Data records
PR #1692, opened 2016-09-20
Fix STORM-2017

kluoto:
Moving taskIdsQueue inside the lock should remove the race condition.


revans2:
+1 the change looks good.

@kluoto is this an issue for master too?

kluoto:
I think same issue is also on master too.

▶ [PROBLEM STATEMENT]: Scan the data above and report each line in which "master" is present.

▶ [RESPONSE TO THE TASK]:
@kluoto is this an issue for master too?
I think same issue is also on master too.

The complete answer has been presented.